PR #510, opened 2016-10-12
Fix #46: Enable comments inside quasiquotes

### LINKED ISSUE #46: Comments in quasiquotes
``` scala
q"""
object $name {
$unquotee // single line
/* multi
   lines */
"""
```

@densh pretty please :)

jvican:
Quasiquotes preserve now their parsed origin and `tokens` and `syntax` allow you
to access any comments from the original source.

The fix consists in tokenizing, getting the token positions, creating
the origin `Origin.Parsed` and setting it to term quasiquotes. Pattern
quasiquotes cannot benefit from this, because comments are only
preserved in the token level, not the tree level. Therefore, one cannot
pattern match on a quasiquote with a comment (because of `unapply`).

There are some tests failing because `show[Structure]`, implemented
in `TreeStructure.scala`, does not handle `Unquote`. Therefore, it
outputs an empty string when the spliced quasiquote variable should be.
Fixing this requires changing the accessibility of Unquote and
"magically" detecting the value of that spliced variable. The actual
meta tree has all this information, but I find it difficult to map it to
the tokens. Not a trivial task. Maybe we should rethink what `show[Structure]`
means and what's its actual relation with tokens (not very clear to me, atm).

### DIFF
--- a/project/build.scala
+++ b/project/build.scala
@@ -78,7 +78,8 @@ object build extends Build {
     base = file("scalameta/inputs")
   ) settings (
     publishableSettings,
-    description := "Scala.meta's APIs for source code in textual format"
+    description := "Scala.meta's APIs for source code in textual format",
+    enableMacros
   ) dependsOn (common)
 
   lazy val parsers = Project(
--- a/scalameta/dialects/src/main/scala/scala/meta/dialects/package.scala
+++ b/scalameta/dialects/src/main/scala/scala/meta/dialects/package.scala
@@ -140,14 +140,14 @@ package object dialects {
     def toplevelSeparator = underlying.toplevelSeparator
   }
 
-  @leaf private[meta] class QuasiquoteTerm(underlying: Dialect, multiline: Boolean) extends Quasiquote {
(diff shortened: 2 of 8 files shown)


jvican:
Maybe the good solution is to decouple `Structure` from `tokens`... But I'm unsure until which points this is correct, I understand that scala meta is trying to make quasiquotes a real compile-time construct.
  
My change in `syntax` respects how `"val a = 1 // comment".parse[Source].get.syntax` behaves, instead of outputting the result of the spliced variables. This increases the number of test failures from 9 to 16, but I think it's the right thing to do if we really want "quasiquotes comments" in the syntax.

jvican:
Is there any update on this?

xeno-by:
Not yet, unfortunately. Recently, I've been focusing on the scalac -> meta converter. I'll do my best to get back to this soon.

xeno-by:
It looks like pushing this PR further will require a significant design effort that I don't have time for right now. At the moment, the main and only priority is shipping semantic API asap, so I'll close this PR for the time being.

PR #760, opened 2017-03-22
Shrink scalahost/assembly by 10mb

olafurpg:
Apparently, those two lines added a dependency on the protobuf compiler and a whole boatload of other stuff that we don't need. Now, the scalahost assembly is 14mb instead of 24mb.


olafurpg:
I'm gonna go ahead and merge this to unblock #761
===
:: WORK REQUIRED ::
The first line of the records begins the span, and the line containing "Quasiquotes preserve now" ends it. Reproduce that span exactly, both ends included.

:: RESULT OF THIS EXERCISE ::
PR #510, opened 2016-10-12
Fix #46: Enable comments inside quasiquotes

### LINKED ISSUE #46: Comments in quasiquotes
``` scala
q"""
object $name {
$unquotee // single line
/* multi
   lines */
"""
```

@densh pretty please :)

jvican:
Quasiquotes preserve now their parsed origin and `tokens` and `syntax` allow you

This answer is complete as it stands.